If we look at the programme planning pattern of some of the entertainment and news channels of other countries, we can easily understand the difference. They don’t run after the choices of the audiences blindly rather they prefer specialisation and place their unique contents before the viewers so that they eagerly watch their programmes to go through a new experience. They have specialised channels on different subjects including entertainment, news, sports, music, movies, fashion and lifestyle, food, tourism, and wildlife. Their entertainment channels produce such television programmes which have universal appeal. And apart from news and talk shows, their news channels produce excellent documentaries which truly meet the audiences’ thirst for knowledge. Instead of thinking about the limitation of language they target a wider audience as they believe that their quality contents can attract the viewers of all the languages and cultures. As a result they can invest a good amount of money to produce contents of international standard. A good number of these foreign channels conduct research on a regular basis to understand the psychology and know the expectations of their target audiences whereas this practice is completely absent in our country.

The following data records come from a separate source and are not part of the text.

PR #277, opened 2021-12-08
fix zero-value fs platform

coryb:
As per usual, I was wrong: https://github.com/openllb/hlb/pull/275#discussion_r764482749

The empty Platform for the `zeroValue`  Filesystem is  used when we are operating directly on scratch, something like this:
```
fs default() {
	copy build "/output" "."
        # ^^^^ we are solving this with the platform from the `zeroValue` which now fails
	download "."
}

fs build() {
	image "alpine"
	mkdir "/output" 0o755
	run "touch /output/i-was-here"
}
```

We need to default the `zeroValue` platform to a valid value, otherwise we will get a `no match for platform in manifest: not found` error.

### DIFF
--- a/codegen/value.go
+++ b/codegen/value.go
@@ -39,14 +39,20 @@ type Register interface {
 
 type register struct {
 	Value
+	ctor func(iface interface{}) (Value, error)
 }
 
-func NewRegister() Register {
-	return &register{Value: ZeroValue()}
+func NewRegister(ctx context.Context) Register {
+	return &register{
+		Value: ZeroValue(ctx),
+		ctor: func(iface interface{}) (Value, error) {
+			return NewValue(ctx, iface)
+		},
+	}
 }
 
 func (r *register) Set(iface interface{}) (err error) {
-	r.Value, err = NewValue(iface)
+	r.Value, err = r.ctor(iface)
 	return err
 }
 
@@ -60,14 +66,14 @@ type Value interface {
 	Reflect(reflect.Type) (reflect.Value, error)
 }
 
-func NewValue(iface interface{}) (Value, error) {
+func NewValue(ctx context.Context, iface interface{}) (Value, error) {
 	switch v := iface.(type) {
 	case Value:
 		return v, nil
 	case Filesystem:
 		return &fsValue{&nilValue{}, v}, validateState(v.State)
 	case llb.State:
-		zero := ZeroValue()
+		zero := ZeroValue(ctx)
 		fs, err := zero.Filesystem()
 		if err != nil {
 			return zero, err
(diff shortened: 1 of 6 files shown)


codegen/value.go
```diff
@@ -138,8 +139,9 @@ func (v *zeroValue) Kind() parser.Kind {
 
 func (v *zeroValue) Filesystem() (Filesystem, error) {
 	return Filesystem{
-		State: llb.Scratch(),
-		Image: &solver.ImageSpec{},
+		State:    llb.Scratch(),
+		Image:    &solver.ImageSpec{},
+		Platform: specs.Platform{OS: "linux", Architecture: runtime.GOARCH},
 	}, nil
```
aaronlehmann, line 145: So it's okay if this doesn't match the arch we're building for?

coryb: Yeah, I have been thinking about this, not sure if this will cause problems, but it does seem wrong.  I suspect if we just pass in an empty `llb.Constraint{}` for the solves it will work when we dont have a platform defined.  I will double check this.

codegen/value.go
```diff
@@ -39,14 +39,20 @@ type Register interface {
...
+	ctor func(iface interface{}) (Value, error)
 }
 
-func NewRegister() Register {
-	return &register{Value: ZeroValue()}
+func NewRegister(ctx context.Context) Register {
+	return &register{
+		Value: ZeroValue(ctx),
+		ctor: func(iface interface{}) (Value, error) {
+			return NewValue(ctx, iface)
```
aaronlehmann, line 49: Preserving the context long-term like this feels a little icky. It might be better to expose a `NewValueWithPlatform` or add functional arguments to `NewValue` so we don't have to persist the context. But I think this is fine for now.

aaronlehmann (approved):

codegen/value.go
coryb: So I am wrong again.  The `zeroValue` Platform is setting the platform context for the solve, effectively becoming the default platform.  If we leave out the hlb platform constraint, eventually buildkit will default to `runtime.GOOS/runtime.GOARCH`.  This will chain down to the `image "alpine"` solve, which will use the `zeroValue` Platform.  So if we leave the platform blank then we try to solve `alpine` with `darwin/amd64` which fails.  If we hardcode the platform to be `linux/runtime.GOARCH` it generally works, unless you also use `--platform linux/arm64` to change the default platform, in that case the `zeroValue` would still be the current os arch, rather than desired default platform and effectively the `--platform` argument would be ignored.

In order to fix this properly, we need to plumb the `ctx` to everywhere `ZeroValue` is called so we assign the default platform correctly.

codegen/value.go
coryb: yeah, I was trying to avoid changing the `(*Value).Set(interface{}))` signature, which is called in ~billion places.

Issue #278, opened 2022-01-20
platform confused when using multiple archs in same build graph


coryb:
I would expect hlb to run:
```
fs default() {
	image "alpine" with platform("linux", "amd64")
	run "test $(uname -m) = x86_64" with option {
		mount fs {
			image "alpine" with platform("linux", "arm64")
			run "test $(uname -m) = aarch64" with ignoreCache
		} "/foobar" with readonly
	}
}
```
It currently doesnt, the inner `image` is having the amd64 platfrom applied from the parent scope and ignoring the platform argument.  So this graph ends up running amd64 for both vertexes.

hinshun:
When marshalling llb, you have to specify constraints for platform otherwise you get default of `runtime.GOOS` and `runtime.GOARCH`. Either way, one platform is specified, and seems to override all child platform constraints. So this is a buildkit issue, not a hlb one.

coryb:
We recently changed HLB to explictly set os/arch for all solves instead of allowing GOOS/GOARCH to be applied, I suspect the bug is there.

PR #279, opened 2022-01-20
Refactor solve tree to output branches under mount and add test for multi platform llb

hinshun:
Fixes: #278 

- Allows multi-platform images in one llb.State
- Refactors solver treeprint to separate file, and expose helper function for `codegen.Filesystem` type

I was trying to debug #278 and the treeprint output was very confusing.

Before:
```
.
└── [exec]  echo Amd
    ├── [cwd]  /
    ├── [mount]  docker-image://docker.io/library/alpine:latest => / [type=BIND]
    ├── [mount]  scratch => /foobar [type=BIND]
    ├── solve options
    └── [exec]  echo Arm
        ├── [cwd]  /
        ├── [mount]  docker-image://docker.io/library/alpine:latest => / [type=BIND]
        └── solve options
```

Note how it's just an output error but it says `scratch => /foobar` and then a sibling `[exec]` that has the actual fs.

After:
```
.
└── [exec]  echo Amd
    ├── [cwd]  /
    ├── [mount]  / [type=BIND]
    │   └── [source]  identifier:\"docker-image://docker.io/library/alpine:latest\"
    │       └── [platform]  linux,amd64
    ├── [mount]  /foobar [type=BIND]
    │   └── [exec]  echo Arm
    │       ├── [cwd]  /
    │       ├── [mount]  / [type=BIND]
    │       │   └── [source]  identifier:\"docker-image://docker.io/library/alpine:latest\"
    │       │       └── [platform]  linux,arm64
    │       └── [platform]  linux,arm64
    └── [platform]  linux,amd64
```


codegen/builtin_fs.go
```diff
@@ -70,6 +70,8 @@ func (i Image) Call(ctx context.Context, cln *client.Client, ret Register, opts
 			platform = *o
 		}
 	}
+	imageOpts = append(imageOpts, llb.Platform(platform))
```
coryb, line 73: nice, not sure how I missed this one.

coryb (approved):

Our television industry, particularly private television channels, began its journey at a time when we didn’t have any institution to produce skilled professionals for running these television channels. Since then twenty years have gone but not so many institutions have been set up to produce efficient manpower for this booming industry. As the television channels have scarcity of qualified people, it seems that the top figures who direct TV stations feel complacent. Our TV channel authorities have to come out of this feeling of complacency and concentrate on developing and motivating true experts who can play with new ideas and produce exclusive contents for their viewers. They need to understand that at the end of the day it is the quality contents that will make the difference.